Hight-Tech Fishing Gear for the Savvy Angler. Home of the # 1 Landing Net System on the Planet, the EGO S2 Slider.




www.egofishing.com


----------



## Water Bound (Dec 12, 2018)

X3 Ego, had mine for the last 5ish years. Always stays in the front hatch. Strong rubber netting, big fish capable. Mine is an early generation with a screw off handle for easy stowage. A lot of the time of the time I just use without the handle on.


----------



## SS06 (Apr 6, 2021)

Stowmaster here. Folds up and fits in my bow storage....b-day present from the wife


----------



## Jason M (Aug 13, 2017)

Zika said:


> Stowmaster. Folding, retractable and coated nets.
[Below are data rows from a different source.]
PR #590, opened 2025-09-29
Added SheetNumbering ECView to the SheetNumdering Schema

Ellord207:
Added ECView gathering all calculated SheeNumber Info related to Sheet.  This is intended to work with fields and provide a list of properties that should "appear to the user" as a properties of a sheet.

Questions:

1. When dealing with referenced schemas, how much does the path version matter, specifically with BisCore?  Is there a possibility of a lower patch version of a schema getting imported because of a referenced schema?
2. (Maybe more of a BWG question) Should the Sheet Id be a property on the SheetNumberInfo?  Would that make a better ECInstanceId?  Should there be some sort of relationship between a Sheet and the SheetNumberingInfo classes?

After this, we will quickly follow this PR with another looking to release this schema.

### DIFF
--- a/Domains/4-Application/DrawingProduction/SheetNumberingViews.ecschema.xml
+++ b/Domains/4-Application/DrawingProduction/SheetNumberingViews.ecschema.xml
@@ -18,165 +18,167 @@
         </SchemaLayerInfo>
     </ECCustomAttributes>
 
-    <ECEntityClass typeName="SheetIndexFolderView" modifier="Abstract" displayLabel="Group numbers" description="Group numbers for a sheet it's in a SheetIndex">
+    <ECEntityClass typeName="SheetIndexFolderView" modifier="Abstract" displayLabel="SheetIndex Folder View" description="View that returns the number of children in folder (This can include the number of children under the SheetIndex)">
         <ECCustomAttributes>
             <QueryView xmlns="ECDbMap.02.00.04">
                 <Query>
-                  SELECT
-                    [sr].ECInstanceId AS ECInstanceId,
-                    ec_classid('SheetNumbering', 'SheetIndexFolderView') [ECClassId],
-                    -- An assigned a Row Number for rows that share a parent and are ordered by their EntryPriority 
-                    --   and cast to an integer because it's a long otherwise for some reason
-                    CAST(ROW_NUMBER() OVER (PARTITION BY [sr].[Parent].[Id] ORDER BY EntryPriority) AS INTEGER) AS [GroupNumber],
-                    -- The number of SheetReferences that share a parent, again, cast to an integer
-                    CAST(COUNT([sr].[ECInstanceId]) OVER (PARTITION BY [sr].[Parent].[Id]) AS INTEGER) AS [GroupCount]
-                  FROM bis.SheetReference [sr]
+                    SELECT
+                        [sr].Parent.id AS ECInstanceId,
+                        ec_classid('SheetNumbering', 'SheetIndexFolderView') [ECClassId],
+                        -- The number of SheetReferences that share a parent, again, cast to an integer
+                        CAST(COUNT([sr].[ECInstanceId]) OVER (PARTITION BY [sr].[Parent].[Id]) AS INTEGER) AS [GroupCount]
+                    FROM bis.SheetReference [sr]
                 </Query>
             </QueryView>
         </ECCustomAttributes>
-        <ECProperty propertyName="GroupNumber" typeName="int" description="The sequential number of this sheet within its parent group, ordered by entry priority"/>
         <ECProperty propertyName="GroupCount" typeName="int" description="The total number of sheets within the same parent group as this sheet"/>
     </ECEntityClass>
-    <ECEntityClass typeName="SheetIndexView" modifier="Abstract" displayLabel="Group numbers" description="Group numbers for a sheet it's in a SheetIndex">
+    <ECEntityClass typeName="SheetIndex View" modifier="Abstract" displayLabel="SheetIndex View" description="View that returns the total number of sheets in a sheet index">
         <ECCustomAttributes>
             <QueryView xmlns="ECDbMap.02.00.04">
                 <Query>
-                  SELECT 
-                    ECInstanceId,
-                    ECClassId,
-                    PageCount
-                  FROM (
+                    SELECT 
+                        ECInstanceId,
+                        ECClassId,
+                        PageCount
+                    FROM (
+                        WITH
+                        -- General Notes:
+                        -- There are a number of times that column names are aliased arbitrarily.
+                        --  This is to avoid an issue with CTEs not respecting qualifiers.  See this issue: https://github.com/iTwin/itwinjs-core/issues/8571
+
+                        -- Recursively traverses the tree from root to leaves, building hierarchical paths.
+                        treeTraversal ([ECInstanceId], [ECClassId], [DirectParentId]) AS (
+                        -- Start with root nodes-SheetIndexes
+                        SELECT
+                            si.ECInstanceId,
+                            si.ECClassId,
+                            NULL AS [DirectParentId]
+                        FROM bis:SheetIndex si
+
+                        UNION ALL
+                            -- Recursively add children to parents, building hierarchical sort paths
+                            SELECT
+                            child.ECInstanceId,
+                            child.ECClassId,
+                            child.NodeParentId AS [DirectParentId]
+                            FROM treeTraversal parent
+                        JOIN (
+                        -- A table of all possible children joined to their parents
+                                SELECT
+                                    [sr].[ECInstanceId],
+                                    ECClassId,
+                                    [sr].[Parent].[Id] AS [NodeParentId]
+                                FROM
+                                    [bis].[SheetReference] [sr]
+
+                                UNION ALL
+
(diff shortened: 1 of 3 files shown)


Domains/4-Application/DrawingProduction/SheetNumberingViews.ecschema.xml
```diff
@@ -0,0 +1,184 @@
...
+                                    ECClassId,
+                                    [sif].[Parent].[Id] AS [NodeParentId]
+                                FROM
+                                    [bis].[SheetIndexFolder] [sif]
+                            ) child ON child.NodeParentId = parent.ECInstanceId
+                        )
+                        -- Final result: Returns only SheetReference node due to inner join
+                        SELECT
+                            sr.ECInstanceId AS [ECInstanceId],
+                            ec_classid('SheetNumbering', 'SheetIndexView') [ECClassId],
```
diegoalexdiaz, line 88: Since this view conceptually extends the persisted definition of a bis.SheetIndex, it should return its ECClassId (i.e. ec_classid('BisCore', 'SheetIndex') ) rather than the View-class' ECClassId.

Domains/4-Application/DrawingProduction/SheetNumberingViews.ecschema.xml
```diff
@@ -0,0 +1,184 @@
...
+                                [sif].[EntryPriority] AS [NodePriority],
+                                [sif].[Parent].[Id] AS [NodeParentId]
+                            FROM
+                                [bis].[SheetIndexFolder] [sif]
+                        ) child ON child.NodeParentId = parent.ECInstanceId
+                    )
+                    -- Final result: Returns only SheetReference node due to inner join
+                    SELECT
+                        sr.ECInstanceId AS [ECInstanceId],
+                        ec_classid('SheetNumbering', 'SheetReferenceView') [ECClassId],
```
diegoalexdiaz, line 167: Since this view conceptually extends the persisted definition of a bis.SheetReference, it should return its ECClassId (i.e. [sr].[ECClassId]) rather than the View-class' ECClassId.

Ellord207: Done

Domains/4-Application/DrawingProduction/SheetNumberingViews.ecschema.xml
Ellord207: Done

Domains/4-Application/DrawingProduction/SheetNumberingViews.ecschema.xml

Very well made. Not cheap, but worth the money IMO.


Zika,

Which model do you use?


----------



## Zika (Aug 6, 2015)

I use the Saltwater SS72NG with 72 inch handle extended. 24" loop and 11 x 34 inches stowed. It fits into my front hatch for running, but I keep it on the side of the cooler out of the way while fishing. Only complaint is the chrome rings around the vents on the net covering bag corroded. I just cut them out of the nylon, but wish they would use brass, stainless or just embroider around the holes for the saltwater version.


----------



## jay.bush1434 (Dec 27, 2014)

I'm using a Fishpond Nomad mid-length net in river armor (carbon and kevlar). It stows easily in the bench seat hatch of my EVO and looks super cool. If I didn't have that big hatch, the net would be a pit of a pain to keep on the boat. Have netted upper slot redfish with no problem.


----------



## pbcatchemup (Dec 28, 2020)

Thanks for all the replies - much appreciated.
The Fishpond is probably the best combo of size, shape and quality, but just a tad out of my budget. Still thinking on this one. 
I have an old StowMaster and really like how it collapses for storage - slides right into a rather small hatch, but the bag is not plain rubber it's a rubber coating over a braided core and it peels off tarpon scales way too easily. The bag is actually a blue color that leaves marks on the deck. Easy to clean but a pain. The hoop is blue coated and has corroded substantially. It's about 12 years old. Ditto for a similar Frabill Stow net; nice deep bag but rubber coated. Will call StowMaster Monday to see if they have a rubber bag available and how much. 
The EGO nets look pretty good, but the bag is shallow. Called my local West Marine, they have one in stock so will check out tomorrow for a hands-on inspection.
Again - thanks for the suggestions.


----------



## Flyboy (Aug 26, 2019)

Fishpond mid length boat net all the way, upgrade to the deep basket and it’ll net 40+ fish all day. The blue camo color is cool, but I have to halve it on the floor behind the console- doesn’t fit in any hatches on my
Mav


----------



## Steve_Mevers (Feb 8, 2013)

Stowmaster, folds up perfect for a skiff


----------



## pbcatchemup (Dec 28, 2020)

Flyboy said:


> Fishpond mid length boat net all the way, upgrade to the deep basket and it’ll net 40+ fish all day. The blue camo color is cool, but I have to halve it on the floor behind the console- doesn’t fit in any hatches on my
> Mav


What are dimensions of net hoop? Width and length and overall net/handle length. Their website is pretty sparse with info. Thanks


----------



## pbcatchemup (Dec 28, 2020)

jay.bush1434 said:


> I'm using a Fishpond Nomad mid-length net in river armor (carbon and kevlar). It stows easily in the bench seat hatch of my EVO and looks super cool. If I didn't have that big hatch, the net would be a pit of a pain to keep on the boat. Have netted upper slot redfish with no problem.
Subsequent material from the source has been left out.